My Calendar of Firsts this week:
- Lots of rainbows!
- Daisies and a squirrel in the park
- Playful sparrows
- A robin and a great tit spotted whilst on a shopping trip
- A beautiful pink sky on a frosty morning
My ‘colours’ for the week, along the top left hand page, are rainbow-inspired, with hints of splashy rain!
How is your calendar coming along?
5 thoughts on “A Calendar Of Firsts: 11th~17th Jan”
Wow lovely rainbows, what a week of colours! Still grey and drab here really, we got a little sprinkle of the white stuff but the children were disappointed there was not enough for sledging.
Interest in the feeders has continued this week with greenfinch and blackcap making an appearance. There was an interesting article in BBC wildlife magazine about the increasing number of wintering blackcaps, who are from central Europe not our own as previously thought.

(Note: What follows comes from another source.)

PR #163, opened 2022-03-27
Enh: Adding latitude and longitude attributes to Flight class

Gui-FernandesBR:
## Pull request type

## Pull request checklist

What are you doing about recording bird species where male and female are different e.g. blackcap? I have indicated male or female but then thought if I then spot a male blackcap it can’t then go on the list if I have previously recorded the female.
I have also added colour coding to the bird list, red, amber or green taken from the RSPB website. There is a current obsession with rarity in our house, my son is very interested in how much he is helping wildlife and it seems to focus on how many red and amber birds visit our feeders. The colour coding will also be interesting to look back on as the species hopefully change from red to amber to green over the years.
My Keeping a nature journal has just arrived……………..I am off to get my jobs done so I can read it looks very lovely.
Yes, our snow did not last long…
I would definitely add a female (for example) to your list even if you had spotted a male already. Make your list work for you 🙂
My goodness, I LOVE your idea for adding the colour coding to your list! I am going to add that to my own – thank you for sharing such a great idea!
Enjoy Keeping a Nature Journal…I am sure you will be enthralled.
Jenny, What is the RSPB website?
The Royal Society for the Protection of Birds is one of the largest conservation charities in the UK. http://www.rspb.org.uk on their bird guides they have a traffic light coding system based on how much a species has declined in recent years. I am guessing you are in the U.S. your Audubon Society has priority species which I think may be similar.
Hope that helps, incidentally the rspb site has lots of ideas for giving nature a home which children might enjoy.